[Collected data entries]
*** Block opens ***
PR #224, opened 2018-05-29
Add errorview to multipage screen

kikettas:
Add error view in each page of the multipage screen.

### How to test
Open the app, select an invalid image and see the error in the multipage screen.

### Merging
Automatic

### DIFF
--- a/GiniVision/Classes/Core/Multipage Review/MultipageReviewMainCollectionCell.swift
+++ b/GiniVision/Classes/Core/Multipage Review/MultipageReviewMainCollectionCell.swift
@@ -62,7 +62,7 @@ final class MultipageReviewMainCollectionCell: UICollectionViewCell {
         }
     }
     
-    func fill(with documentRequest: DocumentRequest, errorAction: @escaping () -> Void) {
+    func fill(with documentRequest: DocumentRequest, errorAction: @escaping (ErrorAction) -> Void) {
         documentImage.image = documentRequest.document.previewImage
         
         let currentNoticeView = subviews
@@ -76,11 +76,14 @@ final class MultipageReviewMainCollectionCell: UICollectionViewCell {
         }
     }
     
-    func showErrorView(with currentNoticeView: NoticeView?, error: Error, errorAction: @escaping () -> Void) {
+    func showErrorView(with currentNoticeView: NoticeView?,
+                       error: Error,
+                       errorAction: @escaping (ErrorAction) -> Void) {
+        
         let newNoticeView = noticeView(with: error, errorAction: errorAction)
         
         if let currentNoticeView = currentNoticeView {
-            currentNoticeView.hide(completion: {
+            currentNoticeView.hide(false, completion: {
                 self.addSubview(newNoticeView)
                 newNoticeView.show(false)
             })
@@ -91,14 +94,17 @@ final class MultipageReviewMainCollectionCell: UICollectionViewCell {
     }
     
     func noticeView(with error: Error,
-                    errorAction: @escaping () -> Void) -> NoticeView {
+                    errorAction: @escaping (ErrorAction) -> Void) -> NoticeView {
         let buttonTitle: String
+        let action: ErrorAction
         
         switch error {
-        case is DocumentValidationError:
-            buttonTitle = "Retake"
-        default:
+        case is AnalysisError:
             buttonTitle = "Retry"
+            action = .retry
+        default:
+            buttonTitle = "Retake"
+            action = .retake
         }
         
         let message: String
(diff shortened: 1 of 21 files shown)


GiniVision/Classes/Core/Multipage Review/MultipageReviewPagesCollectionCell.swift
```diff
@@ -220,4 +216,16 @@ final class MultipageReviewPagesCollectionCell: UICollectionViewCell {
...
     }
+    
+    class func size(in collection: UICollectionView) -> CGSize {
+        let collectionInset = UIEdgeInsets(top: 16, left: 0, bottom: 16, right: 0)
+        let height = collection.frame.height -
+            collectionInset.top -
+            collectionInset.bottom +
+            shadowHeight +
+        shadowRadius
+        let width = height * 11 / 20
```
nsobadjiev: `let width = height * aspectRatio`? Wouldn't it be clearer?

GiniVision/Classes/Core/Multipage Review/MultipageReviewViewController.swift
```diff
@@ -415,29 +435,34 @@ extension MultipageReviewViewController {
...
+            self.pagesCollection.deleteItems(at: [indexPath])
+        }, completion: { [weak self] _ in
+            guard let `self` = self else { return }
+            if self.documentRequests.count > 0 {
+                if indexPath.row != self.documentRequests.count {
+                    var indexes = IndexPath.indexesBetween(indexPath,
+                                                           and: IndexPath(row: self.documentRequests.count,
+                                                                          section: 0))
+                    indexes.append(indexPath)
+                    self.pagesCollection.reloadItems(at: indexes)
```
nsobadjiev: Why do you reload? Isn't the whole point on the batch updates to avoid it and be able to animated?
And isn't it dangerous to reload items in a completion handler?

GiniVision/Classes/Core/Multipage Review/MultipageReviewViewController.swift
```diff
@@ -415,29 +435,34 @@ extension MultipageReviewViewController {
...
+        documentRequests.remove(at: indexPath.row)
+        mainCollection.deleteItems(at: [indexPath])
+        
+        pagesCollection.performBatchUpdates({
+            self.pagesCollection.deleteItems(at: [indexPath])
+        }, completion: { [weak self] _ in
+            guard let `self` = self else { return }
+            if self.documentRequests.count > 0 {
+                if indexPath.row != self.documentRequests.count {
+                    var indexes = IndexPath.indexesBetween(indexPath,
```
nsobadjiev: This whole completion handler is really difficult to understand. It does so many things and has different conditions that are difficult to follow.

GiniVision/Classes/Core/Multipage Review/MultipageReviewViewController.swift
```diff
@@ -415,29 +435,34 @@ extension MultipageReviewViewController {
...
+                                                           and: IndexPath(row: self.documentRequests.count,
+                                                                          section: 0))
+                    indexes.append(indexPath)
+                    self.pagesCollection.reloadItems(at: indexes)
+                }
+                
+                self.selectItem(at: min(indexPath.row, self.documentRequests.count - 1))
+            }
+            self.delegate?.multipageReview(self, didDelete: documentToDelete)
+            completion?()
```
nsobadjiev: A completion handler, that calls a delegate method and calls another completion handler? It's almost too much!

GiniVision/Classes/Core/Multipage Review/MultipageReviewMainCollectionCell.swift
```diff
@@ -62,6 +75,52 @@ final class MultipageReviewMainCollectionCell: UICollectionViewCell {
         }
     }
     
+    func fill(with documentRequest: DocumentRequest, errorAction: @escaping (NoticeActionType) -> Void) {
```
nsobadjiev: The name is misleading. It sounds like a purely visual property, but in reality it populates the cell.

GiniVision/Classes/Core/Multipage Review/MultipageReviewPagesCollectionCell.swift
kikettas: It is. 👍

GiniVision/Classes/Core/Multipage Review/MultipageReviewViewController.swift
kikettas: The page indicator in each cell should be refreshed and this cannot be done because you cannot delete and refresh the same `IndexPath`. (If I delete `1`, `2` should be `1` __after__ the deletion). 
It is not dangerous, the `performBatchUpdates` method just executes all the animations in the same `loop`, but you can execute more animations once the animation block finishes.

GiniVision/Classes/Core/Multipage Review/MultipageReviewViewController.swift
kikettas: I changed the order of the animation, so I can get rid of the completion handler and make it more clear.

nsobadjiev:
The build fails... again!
*** Block closes ***
*** Block opens ***
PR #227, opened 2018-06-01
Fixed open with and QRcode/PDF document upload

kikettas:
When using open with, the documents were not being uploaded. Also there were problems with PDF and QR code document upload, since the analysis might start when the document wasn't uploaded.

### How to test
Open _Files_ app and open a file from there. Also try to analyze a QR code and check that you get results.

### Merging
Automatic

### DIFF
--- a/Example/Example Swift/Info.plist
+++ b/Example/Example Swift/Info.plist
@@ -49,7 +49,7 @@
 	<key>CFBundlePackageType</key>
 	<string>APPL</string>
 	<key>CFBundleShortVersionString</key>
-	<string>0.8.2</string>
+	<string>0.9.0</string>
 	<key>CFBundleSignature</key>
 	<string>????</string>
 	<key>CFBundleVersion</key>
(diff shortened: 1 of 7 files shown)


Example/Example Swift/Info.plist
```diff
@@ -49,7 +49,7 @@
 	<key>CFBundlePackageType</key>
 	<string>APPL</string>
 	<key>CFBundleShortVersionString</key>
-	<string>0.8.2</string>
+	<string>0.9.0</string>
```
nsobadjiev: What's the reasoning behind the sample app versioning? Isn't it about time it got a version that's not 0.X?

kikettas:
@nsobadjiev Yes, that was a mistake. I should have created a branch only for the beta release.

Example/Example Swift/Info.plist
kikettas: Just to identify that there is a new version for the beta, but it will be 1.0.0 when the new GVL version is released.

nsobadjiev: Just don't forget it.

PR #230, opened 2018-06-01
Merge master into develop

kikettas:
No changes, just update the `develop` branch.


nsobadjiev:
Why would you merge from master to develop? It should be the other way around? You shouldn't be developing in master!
*** Block closes ***
Every line above from the line with "newNoticeView.show(false)" to the line with "() -> Void) -> NoticeView" is wanted, ends included; write them out exactly and add no other line.

                 newNoticeView.show(false)
             })
@@ -91,14 +94,17 @@ final class MultipageReviewMainCollectionCell: UICollectionViewCell {
     }
     
     func noticeView(with error: Error,
-                    errorAction: @escaping () -> Void) -> NoticeView {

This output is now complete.